Me encuentro a veces con la siguiente propuesta: que quienes tienen determinadas ideas políticas, en lugar de intentar que se implementen en el país, dado que las tienen por buenas, se vayan en cambio a vivir a alguna parte del mundo donde esas ideas ya hayan prosperado. Lo más frecuente, según creo, es remitir a las personas de izquierda a Cuba o a Venezuela (se aplica dicha invitación, no sé por qué, a los trotskistas; y aun a los populistas, incluso si no son de izquierda). Pero nada impide extender ese criterio e instar, por ejemplo, a quienes apuestan al desarrollo tecnológico del capitalismo a que se vayan a vivir a Japón, a quienes se inclinan por el desarrollo industrial a que se vayan a vivir a Alemania, a quienes prefieren la equidad socialdemócrata a que se vayan a vivir a alguno de los países nórdicos, a quienes alientan la flexibilización laboral a que se vayan a vivir a algún país con remanentes de esclavitud.
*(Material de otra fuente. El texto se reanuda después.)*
PR #10046, opened 2018-02-23
Chat approval

### LINKED ISSUE #8063: Optional moderator approval for chat posts from all new users
We want to have a setting to temporarily turn off the ability of new users to post before allowed to do so by a moderator. This would be very helpful in situations where a single user (or several trolls) tries to make many accounts in a row to dodge a ban and spam chat.

Details:
1. All existing users are always allowed to post.
2. Under normal conditions, all new users are allowed as soon as they've created an account (just as they can now) BUT:
3. There should be a flag (an environment variable?) that mods can use to cause every new user account to be unable to post until a mod enables posting for that user. Mods could turn on that flag when a troll keeps creating new accounts. Mods would turn the flag off later when they believed that the troll might have moved on.
4. When a user who is not yet allowed to post tries to post, their message appears in the chat area but visible only to mods (and it's sent to mods in an email). There'd be an icon on the message that mods could use to make the message visible to everyone and to enable normal posting for that user. This behaviour would occur only while the flag was turned on.

EDIT 2021-11-10: One possible solution is in https://github.com/HabitRPG/habitica/pull/12499 but note the comments there from paglias!

TheHollidayInn:
Fixes #8063


website/common/locales/en/groups.json
```diff
@@ -468,5 +468,9 @@
   "howToRequireApprovalDesc2": "Group Leaders and Managers can approve completed Tasks directly from the Task Board or from the Notifications panel.",
   "whatIsGroupManager": "What is a Group Manager?",
   "whatIsGroupManagerDesc": "A Group Manager is a user role that do not have access to the group's billing details, but can create, assign, and approve shared Tasks for the Group's members. Promote Group Managers from the Group’s member list.",
-  "goToTaskBoard": "Go to Task Board"
+  "goToTaskBoard": "Go to Task Board",
+  
+  "approvalNotRequired": "Approval not required",
+  "messagedFlaggedNotHidden": "Message flagged once, not hidden",
+  "messageHidden": "Message hidden"
```
Alys: These three new strings could go into website/server/libs/apiMessages.js since they don't need to be translated.

website/server/models/group.js
```diff
@@ -539,6 +540,17 @@ function setUserStyles (newMessage, user) {
   newMessage.markModified('userStyles');
 }
 
+function checkForChatApproval (group, message, user) {
+  if (!config.isChatApprovalRequired()) return;
+  if (group.privacy !== 'public') return;
+
+  const userCreatedDate = moment(user.auth.timestamps.created);
+  const oneDayAgo = moment().startOf('day').subtract(1, 'days');
+  if (userCreatedDate.isBefore(oneDayAgo)) return;
```
Alys: Should oneDayAgo be given a more generic name in case we change the number of days later? Perhaps something like cutOffDate?

Also should 1 be a constant? That would allow us to reference the constant in the tests - for example, for this line, instead of `2` we could use the constant + 1:
` +    const twoDaysAgo = moment().startOf('day').subtract(2, 'days').toDate();`

It might even be good to use an ENV var instead of a constant so that we can change it easily to cover the case in the second paragraph at https://github.com/HabitRPG/habitica/issues/8063#issuecomment-353176169 (a group of trolls joins a few days in the past then starts spamming).

Although this is making the PR more complex so if you want to just leave it as it is we can add customisation later. :)

website/client/components/chat/chatCard.vue
```diff
@@ -1,8 +1,9 @@
 <template lang="pug">
 div
   .mentioned-icon(v-if='isUserMentioned')
-  .message-hidden(v-if='msg.flagCount === 1 && user.contributor.admin') Message flagged once, not hidden
-  .message-hidden(v-if='msg.flagCount > 1 && user.contributor.admin') Message hidden
+  .message-hidden(v-if='msg.flagCount === 1 && user.contributor.admin') {{ $t('messagedFlaggedNotHidden') }}
+  .message-hidden(v-if='msg.flagCount > 1 && user.contributor.admin') {{ $t('messageHidden') }}
+  .message-hidden(v-if='approvalRequired', @click='approve()') {{ $t('approvalRequired') }}
```
Alys: I'm not sure we should reuse the `approvalRequired` string. It's used for task approvals in group plans and if requirements ever change for that, we'd want to be able to change the text without affecting chat message approvals. Maybe the string could be `approvalIsRequired` for consistency with the `approvalNotRequired` string?

If that is changed, it might also be helpful for future coding if the functions and variables called `approvalRequired` are changed to be the same as the string, so that we can git grep for that one phrase and find all the relevant code, without the group task approval code appearing too. But that's a pretty minor point so ignore it if you wish. :)

website/server/models/group.js
```diff
@@ -547,6 +559,8 @@ schema.methods.sendChat = function sendChat (message, user, metaData) {
 
   if (user) setUserStyles(newChatMessage, user);
 
+  checkForChatApproval(this, newMessage, user);
```
Alys: This should be `newChatMesage` not `newMessage`. With `newMessage` the `true` value is never assigned to the `approvalRequired` field in the message. 

Also that field needs to be added to website/server/models/chat.js

website/server/controllers/api-v3/chat.js
```diff
@@ -480,4 +480,58 @@ api.deleteChat = {
...
+
+    const validationErrors = req.validationErrors();
+    if (validationErrors) throw validationErrors;
+
+    if (!user.isAdmin()) throw new NotAuthorized(res.t('noAdminAccess'));
+
+    const group = await Group.getGroup({user, groupId});
+    if (!group) throw new NotFound(res.t('groupNotFound'));
+
+    const message = find(group.chat, {id: req.params.chatId});
```
Alys: This is throwing `ReferenceError: find is not defined` when a mod approves a message.

website/client/components/chat/chatMessages.vue
```diff
@@ -135,6 +137,9 @@ export default {
       if (!message.flagCount || message.flagCount < 2) return true;
       return this.user.contributor.admin;
     },
+    canViewUnapprovedChat (message) {
+      return !this.approvalRequired(message) || this.user.contributor.admin;
+    },
```
Alys, line 142: I'm checking with the other mods to see if we also want to let the user see their own message. That wasn't specified in the issue but I've realised from my testing that it's confusing when you make a post and don't see it appear in the chat.

website/server/controllers/api-v3/chat.js
```diff
@@ -480,4 +480,58 @@ api.deleteChat = {
...
+/**
+ * @api {post} /api/v3/groups/:groupId/chat/:chatId/approve Approve a group chat message
+ * @apiName ApproveChat
+ * @apiGroup Chat
+ * @apiDescription Approvates a chat message from a group
+ *
+ * @apiParam (Path) {UUID} groupId The group _id ('party' for the user party and 'habitrpg' for tavern are accepted)
+ * @apiParam (Path) {UUID} chatId The chat message _id
+ *
+ * @apiSuccess {Object} data The approved <a href='https://github.com/HabitRPG/habitica/blob/develop/website/server/models/group.js#L51' target='_blank'>chat message</a>
```
Alys: Should that URL be replaced with https://github.com/HabitRPG/habitica/blob/develop/website/server/models/chat.js now?

config.json.example
```diff
@@ -113,5 +113,6 @@
       "CLOUDKARAFKA_PASSWORD": "",
       "CLOUDKARAFKA_TOPIC_PREFIX": ""
     },
-    "STACK_IMPACT_KEY": "aaaabbbbccccddddeeeeffffgggg111100002222"
+    "STACK_IMPACT_KEY": "aaaabbbbccccddddeeeeffffgggg111100002222",
+    "CHAT_APPROVAL_REQUIRED": "false"
```
Alys: Is there any way we could turn this feature on and off using a setting in the Hall? That would allow moderators to manage it fully. If that's possible but difficult, it wouldn't need to be done in this PR.

I guess it would pretty much need to be a setting in the database, which would complicate things. A new collection? A value in the Tavern's document? I suppose we don't really have support for this sort of thing at the moment.

website/common/locales/en/groups.json
TheHollidayInn: I can move the server side one. The other two are on the client so we don't have access to that lib there.

website/client/components/chat/chatCard.vue
TheHollidayInn: I can change it to approvalIsRequired. Not really sure about the functions. Seems like organizing the code into the chat libs would be better, and I'll probably skip that to not create more work.

config.json.example
TheHollidayInn: Yea, we don't have any good support for this.

website/common/locales/en/groups.json
Alys: For those two client-side strings, it might be best to have them hard-coded into the vue files. That would save the translators translating them unnecessarily and would slightly reduce the volume in Transifex. Alternatively, perhaps we could have a `doNotTranslate.json` locales file that's never uploaded to Transifex.

website/client/components/chat/chatMessages.vue
Alys: We've decided that the user should be able to see their own post before it's approved, and should see a message on it indicating that it's pending approval. That will avoid confusion about why their post doesn't appear / why no one is replying and will hopefully prevent them posting the same message over and over again to get attention. Details are here in the issue: https://github.com/HabitRPG/habitica/issues/8063#issuecomment-385624004

Alys (changes requested):

PR #10047, opened 2018-02-23
Don't include seasonal class gear in classless category

### LINKED ISSUE #9971: Seasonal class-specific equipment lost to Death is shown under Class and under None
_From Il Mago Azzurro (c073342f-4a65-4a13-9ffd-9e7fa5410d6b) in the Report a Bug guild_

When you loose a seasonal equipment item for death in the market it appears both under your class and under None/Classless... This happened to me with the Candy Corn Shield (2017 Autumn Gear).

Screenshots: [here](https://www.awesomescreenshot.com/image/3159617/21e79e3f5a5cfd97e2610a3133ba90e1) you can see the piece under the Class:None section; [here](https://www.awesomescreenshot.com/image/3159619/2dd747e11aa92e7cc62bda4344ac75bf) under Class:Warrior (my class).

SabreCat:

Fixes #9971 

### Changes

Removes some logic from the Market library that was adding broken seasonal equipment to the "None" category in the Market. Not only was this needless and confusing, but it posed problems for upcoming functionality planned for Habitica's mobile apps.

Prompts the question of why this logic was in there in the first place, since it looks so deliberate... o.O

### DIFF
--- a/website/common/script/libs/shops.js
+++ b/website/common/script/libs/shops.js
@@ -189,8 +189,8 @@ shops.getMarketGearCategories = function getMarketGear (user, language) {
 
   let specialNonClassGear = filter(content.gear.flat, (gear) => {
     return !user.items.gear.owned[gear.key] &&
-      content.classes.indexOf(gear.klass) < 0 &&
-      content.classes.indexOf(gear.specialClass) < 0 &&
+      content.classes.indexOf(gear.klass) === -1 &&
+      content.classes.indexOf(gear.specialClass) === -1 &&
       (gear.canOwn && gear.canOwn(user));
   });
 
--- a/website/common/script/libs/shops.js
+++ b/website/common/script/libs/shops.js
@@ -187,16 +187,14 @@ shops.getMarketGearCategories = function getMarketGear (user, language) {
     text: i18n.t('none', language),
   };
 
-  let falseGear = filter(content.gear.flat, (gear) => {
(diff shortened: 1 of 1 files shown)


website/common/script/libs/shops.js
```diff
@@ -187,16 +187,14 @@ shops.getMarketGearCategories = function getMarketGear (user, language) {
...
-  let falseGear = filter(content.gear.flat, (gear) => {
-    let prevOwnedFalseGear = user.items.gear.owned[gear.key] === false && gear.klass !== user.stats.class;
-    let specialNonClassGear = !user.items.gear.owned[gear.key] &&
-                              content.classes.indexOf(gear.klass) < 0 &&
-                              content.classes.indexOf(gear.specialClass) < 0 &&
-                              (gear.canOwn && gear.canOwn(user));
-    return  prevOwnedFalseGear || specialNonClassGear;
+  let specialNonClassGear = filter(content.gear.flat, (gear) => {
+    return !user.items.gear.owned[gear.key] &&
+      content.classes.indexOf(gear.klass) < 0 &&
```
paglias: what does indexOf < 0 means? if we're matching for not found, you should use === -1, same in the line below.

(This works but I think it's quite confusing, === -1 is what we use elesewhere)

paglias (dismissed):

website/common/script/libs/shops.js
SabreCat: Ah, yeah. This was done by the previous author of these lines--I'll happily refactor that to standard.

Concluida la gesta expulsiva, la Argentina quedaría exclusivamente poblada por personas sin ideología política, es decir que no sabrían qué hacer pero tampoco sentirían necesidad alguna de saberlo.
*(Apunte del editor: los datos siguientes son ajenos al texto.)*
PR #10053, opened 2018-02-26
Task page - task filters v2

### LINKED ISSUE #9582: sorting Dailies in "All" filter causes "Due" filter to be applied

kartikadur:

Fixes #9582, #9898

### Changes
Task Column Component:
+ getters instead of state
+ each column instance only gets data for one task type
+ differentiates between group-plan and user tasks
+ dailies default filter only set when component is created / first loaded

Task Getters:
+ returns all tasks or filtered list of tasks by type

User Getters:
+ returns user buffs, user preferences, and task order by task type

Task Filters
+ data structure for task filters
+ helper methods to get filter names, functions, etc. by task type

Order Tasks
+ returns task order by task type

Unit tests
+ vue/test-utils pkg as dev-dependency

----
UUID:


paglias:
Sorry for the delay here, can you fix the conflicts and merge the most recent develop in?

kartikadur:
hope thats all it needs :crossed_fingers:

Issue #9797, opened 2018-01-13
when buying new contributor gear, item does not disappear from Shop


Alys:
_This bug is currently only visible on our private staging server (or on anyone's local test install). It can't be seen in production because of issue https://github.com/HabitRPG/habitica/issues/9179, but once PR https://github.com/HabitRPG/habitica/pull/9306 is deployed to production, I imagine we'd see this bug there too._

When you are given a contributor tier, the associated gear is available for you to purchase in the Shop. The purchase is successful (the item appears in your Inventory immediately) but the bought item does not disappear from the Shop until you reload the website (a sync is not enough). I.e., it looks as if you haven't been able to buy the item, which will be confusing and frustrating to the new contributors.

Note that if you are buying the item because you previously owned it and lost it due to death, then it DOES disappear from the Shop as soon as you buy it. So this bug only happens if the item was not already stored in your account with a `false` value.

_BTW, when testing a fix for this bug, you should be aware that you can't buy the contributor sword at all because of this bug:  https://github.com/HabitRPG/habitica/issues/9731#issuecomment-354382219 . You'd need to test with the other contributor gear pieces._

PR #10064, opened 2018-02-28
[Input Needed] Filter out owned items from User Rewards

### LINKED ISSUE #10049: equipment does not become unpinned when purchased; next gear does not become pinned
As posted by Kajakas (40e9985b-8acb-4110-aeb9-a5946a83a229) in the Report a Bug guild:

**When I buy a piece of class equipment, it stays pinned in the rewards column (and looks as if it's locked) while the next piece of equipment in the series does not automatically get pinned.**

I've confirmed that. If you reload, the bought item disappears and the next one becomes pinned, however the expected behaviour is that as soon as you've bought it, it should become unpinned and then next one should appear without a reload being needed.

Hus274:
Adding an if statment to user rewards to filter out any already owned rewards from the Rewards section of the page when an item is purchased.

El otro día conversaba en una vereda de Núñez con un señor que me reveló cuál era su solución para el país. La dijo apenas en dos palabras: “Un genocidio”. Como mi familia ha tenido algunas malas experiencias al respecto, preferí no entrar en detalles sobre el tipo de genocidio que tenía en mente; entiendo que su sugerencia era matar a todos los argentinos para que luego alguien (no dijo quién) reiniciara la tarea de sacar adelante el país; pero como él, que era argentino, no parecía dispuesto al suicidio, debo de haber entendido mal.
Son variaciones más o menos lúgubres de una misma fantasía: que los otros no existan más. Hoy transcurren en oscuras charlas de barrio y en obtusas violencias de redes, pero alguna vez cobraron la forma de una Campaña al Desierto o una Ley de Residencia.